Some calculations in ``cogent3`` require all non-zero values in the motif probabilities, in which case we use a pseudo-count. We illustrate that here with a simple example where T is missing. Without the pseudo-count, the frequency of T is 0.0, with the pseudo-count defined as 1e-6 then the frequency of T will be slightly less than 1e-6.

.. jupyter-execute::

    aln = make_aligned_seqs([("a", "AACAAC"), ("b", "AAGAAG")], moltype="dna")
    motif_probs = aln.get_motif_probs()
    assert motif_probs["T"] == 0.0
    motif_probs = aln.get_motif_probs(pseudocount=1e-6)
    motif_probs

.. note:: For alignments, motif probabilities are computed by treating sequences as non-overlapping tuples. To get all possible k-mers, use the ``iter_kmers()`` method on the sequence classes.

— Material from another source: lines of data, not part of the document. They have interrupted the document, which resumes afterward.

PR #72, opened 2021-06-02
Rt/jg/transformer json

jugonzal07:
Hi all,

I worked with @charliepnnl and we resolved a few issues identified by our tests. The pytest passes for all Rules that have been written, but ultimately fails as Section15Rule7 and Section15Rule8 have not been written yet. Once those are written, I believe transformers would be ready to go.


jugonzal07:
Hi all,

I think the transformer JSON work is ready for review. Note, I have merged in the old allow-templates-in-ruletest_engine branch into this so that PR is now redundant.  Let me know if I should just close that one.

mcneillj (changes requested):
It looks like there are a number of changes that may have been updated in develop branch.  You should merge develop in to make sure this branch is starting from the most up to date version.

jugonzal07:
@charliepnnl I had two comments for you.

1. It looks like merging in development did not quite fix the issue of other code from unrelated parts of the code (e.g., the changes to json_utils_test.py). Looking through the commit history, some others were due to changes we made when we met a few weeks back to get existing Rules to pass (see [this commit](https://github.com/pnnl/ruleset-checking-tool/pull/72/commits/1d133d4647da3e99727b9e3ba4d7640b230802f6)). Some other minor ones were due to formatting to black (see [this commit]( https://github.com/pnnl/ruleset-checking-tool/pull/72/commits/fc96c3433e36a21a45cd9636e674c4c7381eb2a2) for example). 

2. I had to make two small changes to the table_8_4_4_eff logic to pass Pytest results. One was I had to use an assert_approx_equal to handle funky float division. The other was table_8_4_4_eff function no longer requires dividing by 100.

rct229/data_fns/table_8_4_4_eff.py
```diff
@@ -66,4 +66,5 @@ def table_8_4_4_eff(phase, kVA):
         ],
     }
 
-    return strict_list_linear_interpolation(table_lists[phase], kVA)
+    # Round to 4 figures to match Table 8.4.4.
+    return round(strict_list_linear_interpolation(table_lists[phase], kVA), 4)
```
charliepnnl, line 70: Makes sense.

rct229/rules/section15.py
```diff
@@ -220,7 +220,7 @@ def get_calc_vals(self, context, data=None):
             return {
                 "baseline_transformer_efficiency": context.baseline["efficiency"],
                 "required_baseline_transformer_efficiency": table_8_4_4_eff(
-                    phase=baseline_phase, kVA=baseline_kVA
+                    phase=baseline_transformer_phase, kVA=baseline_transformer_kVA
```
charliepnnl, line 223: Good.  This is the same as the branch I'm currently working in. Not sure why it wasn't already this way.

charliepnnl (approved):

PR #77, opened 2021-06-21
Update Rule 6-mno to 6-4

xingcx:


supriyagoel:
@xingcx  this was discussed by the team on 06/28/2021. We will simply check if U-PRM =P-RMR for existing lighting. As MK pointed out, an existing space doesn't imply an existing lighting.
The Schema WG was not supportive about adding an input which would identify existing lighting, as this is not a tool that BEM tools report.

Hence, the RDS should simply check if U-RMR = P-RMR. The output should be a CAUTION as the reviewer will have to manually verify that the lighting is existing.

mkarpman:
@supriyagoel I wonder if it should be PASS instead of CAUTION.

mcneillj:
We will continue with CAUTION for now.  We will need to do a pass through all of these sections where we coordinate the message enumerations, so that can be a single set of work in the future once we complete the basic logic for the RDS.

supriyagoel (approved):

docs/section6/Rule6-4.md
```diff
@@ -0,0 +1,26 @@
...
+
+  - For each thermal_block in building segment: ```thermal_block_p in building_segment_p.thermal_blocks:```  
+
+    - For each zone in thermal block: ```zone_p in thermal_block_p.zones:```  
+
+      - For each space in zone: ```space_p in zone_p.spaces:```  
+
+        - Check if status_type is existing: ```if space_p.status_type == "EXISTING":```
+
+          **Rule Assertion:** Lighting power in the proposed RMR is as existing and cannot be verified by RCT: ```CAUTION```
```
mkarpman, line 26: I think for this rule the check should be that P-RMR = U-RMR? It's conceptually the same as for NC, except with NC the U-RMR must reflect design documents, and for EB U-RMR must reflect existing conditions.

mkarpman, line 26: I think the check should be that P-RMR = U-RMR. Isn't it the same as for NC, except for NC U-RMR must reflect design documents, and for EB U-RMR must reflect existing lighting that remains?

docs/section6/Rule6-4.md
```diff
@@ -0,0 +1,26 @@
...
+- For each building_segment in the proposed model: ```building_segment_p in P_RMR.building.building_segments:```  
+
+  - For each thermal_block in building segment: ```thermal_block_p in building_segment_p.thermal_blocks:```  
+
+    - For each zone in thermal block: ```zone_p in thermal_block_p.zones:```  
+
+      - For each space in zone: ```space_p in zone_p.spaces:```  
+
+        - Check if status_type is existing: ```if space_p.status_type == "EXISTING":```
+
```
mkarpman, line 25: I don't know if status_type is a good check because the space may be existing (e.g. this may be a renovation project) but new lighting system may be designed.

xingcx: Updated. Please let me know if the new assertion works. @supriyagoel @mkarpman

docs/section6/Rule6-4.md
xingcx: Updated. Now it is written to check if P_RMR == U-RMR for both Rule 6-4 (vs existing) and 6-5 (vs design).

xingcx: Updated. Now it is written to check if P_RMR == U-RMR for both Rule 6-4 (vs existing) and 6-5 (vs design).

docs/section6/Rule6-4.md
supriyagoel: @xingcx - this looks good to me.

supriyagoel (approved):

docs/section6/Rule6-4.md
```diff
@@ -0,0 +1,30 @@
...
+    - For each zone in thermal block: ```zone_p in thermal_block_p.zones:```  
+
+      - For each space in zone: ```space_p in zone_p.spaces:```  
+
+        - Get interior lighting in U_RMR: ```interior_lighting_b = match_data_element(U_RMR, InteriorLightings, space_p.interior_lighting.id)```
+
+          **Rule Assertion:** 
+
+          - Case 1: Lighting power in the proposed RMR is as existing and cannot be verified by RCT: ```if space_p.interior_lighting == interior_lighting_b: CAUTION```
+
```
mkarpman, line 29: I don't think this assertion works because there are no attributes in the RMR that allow differentiating between projects with existing lighting vs newly designed lighting vs lighting that is not designed. So all steps prior to row 28 would be identical for these three cases. So then how can RCT say that "Lighting power in the proposed RMR is as existing and cannot be verified by RCT"? I think in all three cases it should say "Lighting power in the proposed RMR is the same as in the baseline RMR". Then RCT can throw either "Pass" or "Caution" flag.

xingcx: Updated with manual check and new rule assertion. @mkarpman @supriyagoel @JasonGlazer 
Same question here on if we want all fields in InteriorLighting be the same between U_RMR and P_RMR or just power_per_area, lighting_multiplier_schedule, has_occupancy_control, has_daylighting_control.

docs/section6/Rule6-4.md
```diff
@@ -8,11 +8,17 @@
 
 **Applicability:** All required data elements exist for P_RMR  
 **Applicability Checks:** None  
-**Manual Check:** None  
+**Manual Check:** 
+
+1. Where a complete lighting system exists, the actual lighting power cannot be verified by the RCT. Manual review is required.  
+
```
mkarpman, line 14: @xingcx could you please remind me the significance of the Manual Check? How does it address the issue of RCT not being able to tell whether lighting is newly designed, existing to remain or not designed? Since we don't have the attribute(s) in the RMR that would allow us to differentiate between these three scenario, should all three be covered by the same RDS? 

This decision would apply to all building systems and components, not just lighting. For example, for envelope G3.1 #5a says "a. All components of the building envelope in the proposed design shall be modeled as shown on architectural drawings or as built for existing building envelopes."  Also, Table G3.1 #1c says
c. When the Performance Rating Method is applied to buildings in
which energy-related features have not yet been designed
(e.g., a lighting system), those yet-to-be-designed features
shall be modeled in the proposed design to comply with but not
exceed the requirements of this standard as described in Table
G3.1, Nos. 6, 10, 11, and 12. 
I suggest that in all such cases RCT checks if U-RMR=P-RMR, and perhaps additionally check if P-RMR reflects minimum requirements of 90.1 Sections 5-10, as applicable. @supriyagoel please take a look also.

JasonGlazer (approved):

docs/section6/Rule6-4.md
supriyagoel: @mkarpman and @xingcx the 3 RDS for as existing, as designed and not yet designed - would all require manual check.
Maybe we have a CAUTION outcome for when P-RMR = U-RMR and a FAIL outcome for when P-RMR is not equal to U-RMR. @mkarpman - would that work?
Xing, please have a look out here-
https://docs.google.com/document/d/1KNEe0Igcv8CA6e9u4rlKCCGsvAsNNvjN1_mmpPQeuQc/edit?usp=sharing

supriyagoel: @mkarpman its good to have 3 different RDS for this, even though the outcome is the same. This is because these are 3 different rules in 90.1  and we want these to be separate rule definitions with separate outcomes. Hope that makes sense

mkarpman: @supriyagoel I don't mind having different RDSs for existing, as designed and not yet designed, but wouldn't they all be exactly the same? We may have the following scenarios:
1. U-RMR = P-RMR 
a. correct if component is existing or as designed
b. may or may not be correct if component is yet to be designed because U-RMR may use assumptions other than what is prescribed in App G for such scenarios.  

2. U-RMR != P-RMR
a. wrong if component is existing or as designed
b. may or may not be correct depending on whether P-RMR matches what is prescribed in App G for such scenarios.  

You suggest to show Caution for (1) and Fail for (2), but maybe it should be more nuanced. I think as James suggested, we should also check if P-RMR reflects BAM LPDs and if they do show caution + "P-RMR reflects yet-to-be designed default LPD" in cases 1b and 2b.

I think we will have similar situations with systems other than lighting as well.

supriyagoel (approved):

docs/section6/Rule6-4.md
```diff
@@ -0,0 +1,46 @@
...
+    - For each zone in thermal block: `zone_p in thermal_block_p.zones:`  
+
+      - For each space in zone: `space_p in zone_p.spaces:`  
+
+        - For each interior lighting in space: `interior_lighting_p in space_p.interior_lightings:`  
+
+          **Rule Assertion:**  
+
+          - Case 1: If lighting status type in space is not-yet designed, and interior lighting power density matches Table 9.5.1: `if ( space_lighting_status_type_dict[space.id] == "NOT-YET DESIGNED" ) and ( interior_lighting_p.power_per_area == data_lookup(table_9_5_1, lighting_building_area_type_p) ): PASS and raise_warning "LIGHTING NEITHER EXISTS OR IS SUBMITTED WITH DESIGN DOCUMENTS. LIGHTING POWER DENSITY IN P_RMR MATCHES TABLE 9.5.1."`  
+
```
mkarpman, line 40: This may also be a coincidence that specified lighting matches TABLE 9.5.1. Perhaps add it to the warning message.

mkarpman, line 40: To calculate the total wattage in a space, we need to sum up power_per_area x  space.floor_area for all interior_lighting objects and then divide by space area. This LPD would then be compared to value in Table 9.5.1.

docs/section6/Rule6-4.md
```diff
@@ -0,0 +1,46 @@
...
+          - Case 2:  Else if lighting status type in space is not-yet designed, and interior lighting power density does not match Table 9.5.1 : `else if ( space_lighting_status_type_dict[space.id] == "NOT-YET DESIGNED" ) and ( interior_lighting_p.power_per_area != data_lookup(table_9_5_1, lighting_building_area_type_p) ): FAIL and raise_warning "LIGHTING NEITHER EXISTS OR IS SUBMITTED WITH DESIGN DOCUMENTS. LIGHTING POWER DENSITY IN P_RMR DOES NOT MATCH TABLE 9.5.1."`  
+
```
mkarpman, line 42: I would update the message to say "Baseline lighting power was established using building area method, which is only allowed for spaces where lighting is not yet designed. However, lighting in the proposed design does not match the values in Table 9.5.1, as required for yet to be designed lighting."

docs/section6/Rule6-4.md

Working with alignment gaps
"""""""""""""""""""""""""""

Filtering extracted columns for the gap character
+++++++++++++++++++++++++++++++++++++++++++++++++

.. jupyter-execute::

    from cogent3 import load_aligned_seqs

    aln = load_aligned_seqs("data/primate_cdx2_promoter.fasta", moltype="dna")
    col = aln[113:115].iter_positions()
    c1, c2 = list(col)
    c1, c2
    list(filter(lambda x: x == "-", c1))
    list(filter(lambda x: x == "-", c2))

Calculating the gaps per position
+++++++++++++++++++++++++++++++++

.. jupyter-execute::

    from cogent3 import load_aligned_seqs

    aln = load_aligned_seqs("data/primate_cdx2_promoter.fasta", moltype="dna")
    gap_counts = aln.count_gaps_per_pos()
    gap_counts  # this is a DictArray

To turn that into grap fraction

.. jupyter-execute::

    gap_frac = gap_counts.array / aln.num_seqs

Filtering alignments based on gaps
++++++++++++++++++++++++++++++++++

If we want to remove positions from the alignment which are gaps in more than a certain percentage of the sequences, use the ``omit_gap_pos()``.

.. jupyter-execute::

    aln = make_aligned_seqs(
        [
            ("seq1", "ATGAA---TG-"),
            ("seq2", "ATG-AGTGATG"),
            ("seq3", "AT--AG-GATG"),
        ],
        moltype="dna",
    )
    filtered_aln = aln.omit_gap_pos(allowed_gap_frac=0.40)
    filtered_aln

.. note:: The default for ``filtered_aln.omit_gap_pos()`` is to remove columns with gaps in all the sequences. This can occur after sequences have been removed from the alignment.